2015/12/11 - Products
New Zealand: Thrilling challenges ahead
New premises, dairy crisis, market concentration... 2015 is marking a turning point for the subsidiary in New Zealand. How are such evolutions to be tackled? Answers from general manager of the subsidiary.
Things are changing in New Zealand!
Yes, indeed! In January, a French woman with a Scottish name took over from a South African man with a French name. How surprising for the New Zealand team! One month later, we inaugurated the new Virbac offices in Hamilton - in the former Stockguard premises, which we acquired in 2012. For the very first time, all 57 employees from all of the departments at Virbac New Zealand were under the same roof.
A symbolic event?
Yes. The Auckland site will close down for good in 2016. A single big team will thus be able to work and collaborate more easily on one and the same site, adjacent to the production unit. The offices have been refurbished according to Virbac brand standards. This not only creates a unique and warm atmosphere, but also reinforces the feeling of belonging to the company.
And on the business front?
Virbac has been in New Zealand since 1993, when local company TechVet was bought out. Since then, the subsidiary's business has progressed constantly.
Almost twenty years later, acquiring Stockguard has more than doubled our sales, whilst maintaining high margins. The subsidiary now has the strongest growth among the top 5 players in the local market and an offensive strategy for reinforcing its 5th place.
How do you explain such good form?
Partly thanks to Stockguard's expertise in developing, manufacturing and marketing differentiated products, in particular intramammaries such as PenClox, Nitroclox and Intracilline, which put us in 2nd place in the in-lactation treatment segment.
Any new challenges on the horizon?
Yes, there are. Firstly, we are facing a dairy crisis that has never been seen before. Farmers have lost more than half of their revenue in just nine months, and for the first time in ten years the number of dairy cattle in the country is going down.

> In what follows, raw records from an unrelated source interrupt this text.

PR #6862, opened 2020-04-16
Improve auto-complete in JS for local variables

darzu:
We now use the typescript language service to get symbols in scope and surface those in auto-complete.

Before, PY had an advantage b/c the py converter kept track of more local info.

Before:

After:

### DIFF
--- a/pxtcompiler/emitter/service.ts
+++ b/pxtcompiler/emitter/service.ts
@@ -1051,8 +1051,32 @@ namespace ts.pxtc.service {
             }
 
             if (!isPython && !resultSymbols.length) {
-                // TODO: leverage TS language service to get symbols in scope
+                // TODO: share this with the "syntaxinfo" service
+                // start with global api symbols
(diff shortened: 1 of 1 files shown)


pxtcompiler/emitter/service.ts
```diff
@@ -1855,6 +1880,61 @@ namespace ts.pxtc.service {
...
+                paramDefl: {},
+            },
+            fileName: "main.ts",
+            parameters: [],
+            retType: typeName,
+        }
+        return sym;
+    }
+
+    function getPxtSymbolFromTsSymbol(tsSym: ts.Symbol, apiInfo: ApisInfo, tc: TypeChecker): SymbolInfo | undefined {
```
pelikhan, line 1931: any reason why some function do ``| undefined`` and others ``| null``?

darzu: No, they should all use `| undefined`, it's generally better practice and aligns better with the optional type `foo?: number` etc.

Another change is the level of concentration in the market. Our biggest client comprises no fewer than 30 clinics and 120 vets, looking after one million dairy cows, 800,000 beef cattle and 7 million sheep!

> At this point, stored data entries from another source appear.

PR #6866, opened 2020-04-16
Added line and column numbers for error messages

hristoramirez:
Added error messages with line and column location 
pullrequest-line_column


webapp/src/errorList.tsx
```diff
@@ -44,7 +44,7 @@ export class ErrorList extends React.Component<ErrorListProps, ErrorListState> {
             <div className="errorListInner" hidden={this.state.isCollapsed}>
                 {
                     (this.state.errors || []).map(e =>
-                        <div key={errorKey(e)}>{e.messageText}</div>)
+                        <div key={errorKey(e)}>{`${e.messageText} - [line ${e.line + 1}: col ${e.column}]`}</div>)
```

How will you adapt to the new landscape?
To cater for the requirements of our biggest clients, a key account manager has been appointed. Supported by Virbac's key account policy coordinator for the Apisa area, he is responsible for designing high-added-value partnerships with these clients, providing them with personalized solutions that support them as they grow.
And in terms of strategy?
Whilst holding on to our position in dairy sector, we have decided to diversify the promotion of some of our key products, such as Multimin, injectable trace elements, in beef cattle farming. We also want to become stronger in sheep farming thanks to better exploiting our current product portfolio.
Your final word?
We still have plenty to look forward to, and many growth opportunities – notably if we communicate directly to farmers. This will help construct strong brands and generate spontaneous requests among vets.